## ASSIGNMENT
Up to the line containing "## Description", nothing is kept; from that line through the end of the data below, output every line exactly.

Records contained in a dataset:
++++++++++++++++++++

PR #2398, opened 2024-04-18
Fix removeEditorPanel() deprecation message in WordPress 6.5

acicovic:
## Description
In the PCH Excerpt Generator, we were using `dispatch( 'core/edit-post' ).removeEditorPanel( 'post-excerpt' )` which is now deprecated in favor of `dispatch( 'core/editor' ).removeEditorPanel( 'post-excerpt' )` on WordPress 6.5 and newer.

++++++++++++++++++++

## SOLUTION FOR THIS PROBLEM
## Description
In the PCH Excerpt Generator, we were using `dispatch( 'core/edit-post' ).removeEditorPanel( 'post-excerpt' )` which is now deprecated in favor of `dispatch( 'core/editor' ).removeEditorPanel( 'post-excerpt' )` on WordPress 6.5 and newer.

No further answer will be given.